----- Task data

PR #762, opened 2023-10-18
allow rec in packaging functions

wegank:
The best practice on `rec` is often interpreted in nixpkgs PRs as "rewriting `rec` using `let ... in` fixes the overriding logic", whereas it isn't the case. The second pitfall is therefore less justified.

In the [discussion about the same topic](https://discourse.nixos.org/t/avoid-rec-expresions-in-nixpkgs/8293) on Discourse, the most liked post also points out that avoiding `rec` in packaging functions doesn't make much sense.

Hence this PR.

### DIFF
--- a/source/recipes/best-practices.md
+++ b/source/recipes/best-practices.md
@@ -36,6 +36,10 @@ There are a couple of pitfalls:
 - It's possible to introduce a hard to debug error `infinite recursion` when shadowing a name, the simplest example being `let b = 1; a = rec { b = b; }; in a`.
 - Combining with overriding logic such as the [`overrideAttrs`](https://nixos.org/manual/nixpkgs/stable/#sec-pkg-overrideAttrs) function in {term}`Nixpkgs` has a surprising behaviour of not overriding every reference.
 
+:::{note}
+For packaging functions not supporting `finalAttrs: { ... }`, the use of `rec` is legitimate, see [this post for details](https://discourse.nixos.org/t/avoid-rec-expresions-in-nixpkgs/8293/4).
+:::
+
 :::{tip}
 Avoid `rec`. Use `let ... in`.
 


fricklerhandwerk:
The correct resolution here would be recommending the `final:` pattern, but that's not documented in the Nixpkgs manual yet and still only rarely used. @shamrocklee has a Nixpkgs PR open that I'd like to get merged once it's in shape, but we could put something here on nix.dev in the interim. @infinisil @proofconstruction what do you think?

proofconstruction:
What situations exist where the [`finalAttrs`](https://nixos.org/manual/nixpkgs/stable/#mkderivation-recursive-attributes) pattern cannot be used? (Other than aesthetically)

wegank:
As far as I know, the `finalAttrs` pattern is only supported by a few language helpers, such as `buildNimPackage`. For the most common ones, like `buildGoModule`, `buildPythonPackage`, or `rustPlatform.buildRustPackage`, the support isn't there.

fricklerhandwerk:
I'd prefer to recommend `finalAttrs:` directly where applicable, right there in the highlighted block. That would also be a good opportunity to place that link to the Nixpkgs manual so it's easier to find. All the details on using `rec` around overriding should go to the Nixpkgs manual. I want to keep nix.dev a thin guidance wrapper around reference documentation.

SuperSandro2000:
finalAttrs also has it pitfalls like FODs used in src where it changing rev breaks the FOD which is unnoticed because the original is probably in the cache.

fricklerhandwerk:
@NixOS/documentation-team decided to avoid the confusion by not mentioning the `overrideAttrs` case, which is indeed unrelated to the best practice here.

Superceded by https://github.com/NixOS/nix.dev/pull/790

Still, it needs better docs in Nixpkgs: https://github.com/NixOS/nixpkgs/issues/266485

----------

Aim of the task: The records above are to be duplicated in full and exactly.

Written solution:
PR #762, opened 2023-10-18
allow rec in packaging functions

wegank:
The best practice on `rec` is often interpreted in nixpkgs PRs as "rewriting `rec` using `let ... in` fixes the overriding logic", whereas it isn't the case. The second pitfall is therefore less justified.

In the [discussion about the same topic](https://discourse.nixos.org/t/avoid-rec-expresions-in-nixpkgs/8293) on Discourse, the most liked post also points out that avoiding `rec` in packaging functions doesn't make much sense.

Hence this PR.

### DIFF
--- a/source/recipes/best-practices.md
+++ b/source/recipes/best-practices.md
@@ -36,6 +36,10 @@ There are a couple of pitfalls:
 - It's possible to introduce a hard to debug error `infinite recursion` when shadowing a name, the simplest example being `let b = 1; a = rec { b = b; }; in a`.
 - Combining with overriding logic such as the [`overrideAttrs`](https://nixos.org/manual/nixpkgs/stable/#sec-pkg-overrideAttrs) function in {term}`Nixpkgs` has a surprising behaviour of not overriding every reference.
 
+:::{note}
+For packaging functions not supporting `finalAttrs: { ... }`, the use of `rec` is legitimate, see [this post for details](https://discourse.nixos.org/t/avoid-rec-expresions-in-nixpkgs/8293/4).
+:::
+
 :::{tip}
 Avoid `rec`. Use `let ... in`.
 


fricklerhandwerk:
The correct resolution here would be recommending the `final:` pattern, but that's not documented in the Nixpkgs manual yet and still only rarely used. @shamrocklee has a Nixpkgs PR open that I'd like to get merged once it's in shape, but we could put something here on nix.dev in the interim. @infinisil @proofconstruction what do you think?

proofconstruction:
What situations exist where the [`finalAttrs`](https://nixos.org/manual/nixpkgs/stable/#mkderivation-recursive-attributes) pattern cannot be used? (Other than aesthetically)

wegank:
As far as I know, the `finalAttrs` pattern is only supported by a few language helpers, such as `buildNimPackage`. For the most common ones, like `buildGoModule`, `buildPythonPackage`, or `rustPlatform.buildRustPackage`, the support isn't there.

fricklerhandwerk:
I'd prefer to recommend `finalAttrs:` directly where applicable, right there in the highlighted block. That would also be a good opportunity to place that link to the Nixpkgs manual so it's easier to find. All the details on using `rec` around overriding should go to the Nixpkgs manual. I want to keep nix.dev a thin guidance wrapper around reference documentation.

SuperSandro2000:
finalAttrs also has it pitfalls like FODs used in src where it changing rev breaks the FOD which is unnoticed because the original is probably in the cache.

fricklerhandwerk:
@NixOS/documentation-team decided to avoid the confusion by not mentioning the `overrideAttrs` case, which is indeed unrelated to the best practice here.

Superceded by https://github.com/NixOS/nix.dev/pull/790

Still, it needs better docs in Nixpkgs: https://github.com/NixOS/nixpkgs/issues/266485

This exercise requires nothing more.